5 Ways to Kick #WhitePrivilege Out of Arts and Heritage

We all know that the arts and heritage sector has been governed by a pretty privileged white workforce – and honestly, it hasn’t been any more diverse in terms of the communities it’s trying to serve. 

As people who love the arts, who work in the arts, who create art, we know that the only way for arts and heritage organisation serve their communities is to be truly representative of those community voices.

So, what can you do?

  1. Genuinely acknowledge the real biases and privileges that exist. No matter how aware or woke you – and we! – are, we all have biases and exist on a spectrum of privilege

  2. Don’t rely on information about communities coming in tokenistic ways. We as a sector have to put the effort in.
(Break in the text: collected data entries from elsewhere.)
PR #4392, opened 2024-10-11
Improve deprecation messages

fabpot:
Refs [in string should](https://github.com/twigphp/Twig/pull/4344#issuecomment-2406110007)
cc @smnandre


ruudk (approved):
Much better!

PR #4397, opened 2024-10-14
Check reserved names in TempNameExpression

fabpot:


src/ExpressionParser.php
```diff
@@ -689,20 +689,24 @@ public function parseFilterExpressionRaw($node)
...
-     * @param bool $definition     Whether we are parsing arguments for a function (or macro) definition
-     *
      * @return Node
      *
      * @throws SyntaxError
      */
-    public function parseArguments($namedArguments = false, $definition = false)
+    public function parseArguments()
     {
+        $namedArguments = true;
```
stof: this changes the default value, which could be unexpected if some places where reusing this without expecting named arguments.

fabpot: Fixed

src/ExpressionParser.php
```diff
@@ -945,10 +950,55 @@ private function setDeprecationCheck(bool $deprecationCheck): bool
...
         $arguments = new ArrayExpression([], $line);
-        foreach ($this->parseArguments(true) as $k => $n) {
+        foreach ($this->parseOnlyArguments() as $k => $n) {
             $arguments->addElement($n, new TempNameExpression($k, $line));
         }
 
         return $arguments;
     }
+
+    public function parseOnlyArguments()
```
fabpot, line 960: This method will be updated again in another PR (with a specialized return Node).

We can’t make decisions in collaboration with or on behalf of communities without deep understanding built from mutual respect.
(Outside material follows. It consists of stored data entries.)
PR #4398, opened 2024-10-16
Rename Node classes related to variables

fabpot:
Whenever I work on Twig internals, it's always complicated to reason about variable names, probably because the class names are confusing. This PR is an attempt to find "better" and more explicit names.

This PR does the following renaming:

 * `NameExpression` to `Variable\ContextVariable`
    Represents the value of a context variable like `$context[VAR] ?? null`

 * `AssignNameExpression` to `Variable\AssignContextVariable`
    Represents a context variable assignment like in `$context[VAR] = `

 * `TempNameExpression` to `Variable\LocalVariable`
    Represents a "private" local variable like `$_l111`

### DIFF
--- a/src/Node/Expression/TempNameExpression.php
+++ b/src/Node/Expression/TempNameExpression.php
@@ -18,14 +18,18 @@ class TempNameExpression extends AbstractExpression
 {
     public const RESERVED_NAMES = ['varargs', 'context', 'macros', 'blocks', 'this'];
 
-    public function __construct(string|int $name, int $lineno)
+    public function __construct(string|int|null $name, int $lineno)
     {
         // All names supported by ExpressionParser::parsePrimaryExpression() should be excluded
-        if (\in_array(strtolower($name), ['true', 'false', 'none', 'null'])) {
+        if ($name && \in_array(strtolower($name), ['true', 'false', 'none', 'null'])) {
             throw new SyntaxError(\sprintf('You cannot assign a value to "%s".', $name), $lineno);
         }
 
-        if (is_int($name) || ctype_digit($name)) {
+        if (self::class === static::class) {
+            trigger_deprecation('twig/twig', '3.15', 'The "%s" class is deprecated.', self::class);
+        }
+
+        if (null !== $name && (is_int($name) || ctype_digit($name))) {
             $name = (int) $name;
         } elseif (in_array($name, self::RESERVED_NAMES)) {
             $name = '_'.$name.'_';
@@ -36,6 +40,10 @@ class TempNameExpression extends AbstractExpression
 
     public function compile(Compiler $compiler): void
     {
+        if (null === $this->getAttribute('name')) {
+            $this->setAttribute('name', \sprintf('_l%d', $compiler->getVarName()));
+        }
+
         $compiler->raw('$'.$this->getAttribute('name'));
     }
 }
--- a/src/Node/Expression/Variable/AssignContextVariable.php
+++ b/src/Node/Expression/Variable/AssignContextVariable.php
@@ -1,0 +1,18 @@
+<?php
+
+/*
+ * This file is part of Twig.
+ *
+ * (c) Fabien Potencier
+ *
+ * For the full copyright and license information, please view the LICENSE
+ * file that was distributed with this source code.
+ */
+
+namespace Twig\Node\Expression\Variable;
+
+use Twig\Node\Expression\AssignNameExpression;
+
+final class AssignContextVariable extends AssignNameExpression
+{
+}
--- a/src/Parser.php
+++ b/src/Parser.php
@@ -18,6 +18,7 @@ use Twig\Node\BlockReferenceNode;
 use Twig\Node\BodyNode;
 use Twig\Node\EmptyNode;
 use Twig\Node\Expression\AbstractExpression;
+use Twig\Node\Expression\Variable\TemplateVariable;
 use Twig\Node\MacroNode;
 use Twig\Node\ModuleNode;
 use Twig\Node\Node;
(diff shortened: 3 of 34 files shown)


src/Node/Expression/Variable/AssignContextVariable.php
```diff
@@ -0,0 +1,21 @@
...
+ * For the full copyright and license information, please view the LICENSE
+ * file that was distributed with this source code.
+ */
+
+namespace Twig\Node\Expression\Variable;
+
+use Twig\Node\Expression\AssignNameExpression;
+
+/**
+ * @final
```
stof: The new classes could be final directly instead of `@final`

src/Node/Expression/TempNameExpression.php
```diff
@@ -13,19 +13,28 @@
...
             throw new SyntaxError(\sprintf('You cannot assign a value to "%s".', $name), $lineno);
         }
 
-        if (is_int($name) || ctype_digit($name)) {
+        if (self::class === static::class) {
+            trigger_deprecation('twig/twig', '3.15', 'The "%s" class is deprecated, use "%s" instead.', self::class, LocalVariable::class);
+        }
+
+        if (null === $name) {
+            $name = \sprintf('_l%d', self::$salt++);
```
stof: would such static state still allow to have reproducible template compilation ? I doubt it as compiling multiple templates in the same process will produce different local variable names.
The parser `varNameSalt` was introduced as a member variable precisely when working on such reproducible compilation, because that state is reset for each parsed template.

fabpot: I've moved the creation of the name at compilation time.

src/Parser.php
```diff
@@ -60,7 +60,9 @@ public function getEnvironment(): Environment
 
     public function getVarName(): string
     {
-        return \sprintf('__internal_parse_%d', $this->varNameSalt++);
+        trigger_deprecation('twig/twig', '3.15', 'The "%s()" method is deprecated.', __METHOD__);
+
+        return \sprintf('_n%d', $this->varNameSalt++);
```
stof: why changing the name of the variable being generated in this deprecated method ?

src/TokenParser/ApplyTokenParser.php
```diff
@@ -32,11 +32,7 @@ final class ApplyTokenParser extends AbstractTokenParser
     public function parse(Token $token): Node
     {
         $lineno = $token->getLine();
-        $name = $this->parser->getVarName();
-
-        $ref = new TempNameExpression($name, $lineno);
-        $ref->setAttribute('always_defined', true);
```
stof, line 38: was this unnecessary ?

src/TokenParser/FromTokenParser.php
```diff
@@ -50,7 +51,7 @@ public function parse(Token $token): Node
 
         $stream->expect(Token::BLOCK_END_TYPE);
 
-        $var = new AssignNameExpression($this->parser->getVarName(), $token->getLine());
+        $var = new LocalVariable(null, $token->getLine());
```
stof: is it actually safe to migrate from a context variable to a local variable ? What happens for usages that are inside nested blocks, which won't have access to the same PHP local variables ?

src/Node/Expression/Variable/AssignContextVariable.php
```diff
@@ -0,0 +1,18 @@
...
+ *
+ * For the full copyright and license information, please view the LICENSE
+ * file that was distributed with this source code.
+ */
+
+namespace Twig\Node\Expression\Variable;
+
+use Twig\Node\Expression\AssignNameExpression;
+
+final class AssignContextVariable extends AssignNameExpression
```
stof, line 16: should AssignContextVariable actually be an expression ? AFAIK, we don't support assigning context variables in arbitrary expressions (while the AST allows representing such case)

src/Parser.php
fabpot: It makes reading the output code easier to read. But you're right, it's not needed.

src/TokenParser/ApplyTokenParser.php
fabpot: TempNameExpression does not support this attribute anyway.

src/TokenParser/FromTokenParser.php
fabpot: The `ImportNode` class only uses the `name` attribute from `$var` (the node is never compiled). So, here, we're only interested in the name, which is then going to be used as `$macros[NAME]`, which is propagated in nested blocks. See #4402 for a fix where we remove the wrong usage of the `AssignNameExpression` class.

src/Node/Expression/Variable/AssignContextVariable.php
fabpot: We might support `{% if foo = some_expression %}...{% endif %}` at some point (I'm working on a new expression parser that would, at least, make it easy to support it).

fabpot:
Rebased

src/Node/Expression/Variable/TemplateVariable.php
```diff
@@ -12,12 +12,19 @@
 namespace Twig\Node\Expression\Variable;
 
 use Twig\Compiler;
-use Twig\Node\Expression\NameExpression;
+use Twig\Node\Expression\TempNameExpression;
 
-final class TemplateVariable extends NameExpression
+/**
+ * @final
```
xabbuh, line 18: Is this intended? The added `GlobalTemplateVariable` class extends this class. This currently makes the Symfony tests fail:

> ```
> Remaining indirect deprecation notices (1)
> 
>   1x: The "Twig\Node\Expression\Variable\TemplateVariable" class is considered final. It may change without further notice as of its next major version. You should not extend it from "Twig\Node\Expression\Variable\GlobalTemplateVariable".
>     1x in ProfilerControllerTest::testPanelActionWithLatestToken from Symfony\Bundle\WebProfilerBundle\Tests\Controller
> ```

fabpot: Fixed in #4408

  3. Throw the equality and diversity policy in the bin – instead, have principles of equality and diversity embedded across ALL policies and areas of your work. It should be a staple of all departments, not hidden in a corner.
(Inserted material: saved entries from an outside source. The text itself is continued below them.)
PR #4399, opened 2024-10-17
Call For recurseFunc inline

ruudk:
After https://github.com/phpstan/phpstan-src/pull/3554 this now makes it easier for PHPStan to understands what's going on.

This will allow TwigStan to handle for loops in v4.


ruudk:
@fabpot This one is ready for review.

fabpot:
Thank you @ruudk.

PR #4400, opened 2024-10-17
fix function is already exist

jimmydupre:
added function_exists on multiple files because if twig is stocked in include_path on php config and another place. We risk a conflict.
Thank you

### DIFF
--- a/src/Resources/core.php
+++ b/src/Resources/core.php
@@ -16,12 +16,14 @@ use Twig\Extension\CoreExtension;
  * @internal
  *
  * @deprecated since Twig 3.9
- */
-function twig_cycle($values, $position)
-{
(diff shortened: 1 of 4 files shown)


fabpot:
If these functions already exist, I suppose that this should be fixed instead of hiding the problem by checking for existence (which would not guarantee that the implementation is the same).

jimmydupre:
In my case, twig is incorporated into the include_path for general use. This is an unusual usage. However, in the virtualhost of the main domain there is a subproject (CMS) that uses twig. This causes a conflict because the functions are already declared.

fabpot:
I understand your (unusual) setup. But this is not something that we will support for the reason explained above.

PR #4494, opened 2024-12-02
Bump Phpstan to level 4

VincentLanglet:


src/Error/Error.php
```diff
@@ -142,11 +142,7 @@ private function updateRepr(): void
         }
 
         if ($this->name) {
-            if (\is_string($this->name) || $this->name instanceof \Stringable) {
-                $name = \sprintf('"%s"', $this->name);
-            } else {
-                $name = json_encode($this->name);
-            }
```
VincentLanglet, line 149: This is weird.

The property is typed as `private ?string $name;` so it always a string in this `if`.

src/Extension/CoreExtension.php
```diff
@@ -1199,7 +1199,7 @@ public static function length(string $charset, $thing): int
             return mb_strlen($thing, $charset);
         }
 
-        if (is_countable($thing) || $thing instanceof \SimpleXMLElement) {
```
VincentLanglet, line 1202: SimpleXMLElement is countable.

src/Parser.php
```diff
@@ -362,7 +365,7 @@ private function filterBodyNodes(Node $node, bool $nested = false): ?Node
         // we need to discard the wrapping "Node" for the "body" node
         $nested = $nested || !$node instanceof Nodes;
         foreach ($node as $k => $n) {
-            if (null !== $n && null === $this->filterBodyNodes($n, $nested)) {
```
VincentLanglet, line 365: node is `@implements \IteratorAggregate<int|string, Node>` so `$n` is never null.

src/Extension/CoreExtension.php
fabpot: Since 8.0. As we bumped the min version, this change is valid.

src/Error/Error.php
```diff
@@ -142,11 +142,7 @@ private function updateRepr(): void
...
+            $name = \sprintf('"%s"', $this->name);
```
fabpot: As $name is not used anywhere else, maybe we can merge this line with the next?

src/Error/Error.php
fabpot: I've just had a quick look to see why this is done this way and this is indeed not valid anymore.

src/Error/Error.php
VincentLanglet: Yes, Done in https://github.com/twigphp/Twig/pull/4494/commits/8a2f2c0c1128831dd50a12b4d926f1f34ee8e693

fabpot:
Thank you @VincentLanglet.

PR #4495, opened 2024-12-02
Set return type of Node::count()

billynoah:
There seems to be no reason to use the #[\ReturnTypeWillChange] attribute here as the method should always return an int.

### DIFF
--- a/src/Node/Node.php
+++ b/src/Node/Node.php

  4. Remember that museums are never neutral spaces, no matter how hard they try or claim to be. Instead of faking, embrace it! Use it to give platforms and spaces to communities and voices, and allow conversations to happen. 

  5. Open up and fund paid opportunities for younger people and those new to the sector. It’s next to impossible a career in arts, culture and heritage without holding privilege and support as so much work is unpaid, reliant on out-of-work labour, and based on having free time to get to know specialist subjects. This ties into differences in financial privilege between people of colour and white counterparts – a contributing factor into why the heritage and culture sector is overwhelmingly white.

These aren’t the entire story, but they’re a start to combating white privilege and truly serving your communities.

Don’t settle for the status quo. We can all do better – and there’s nothing wrong with admitting that.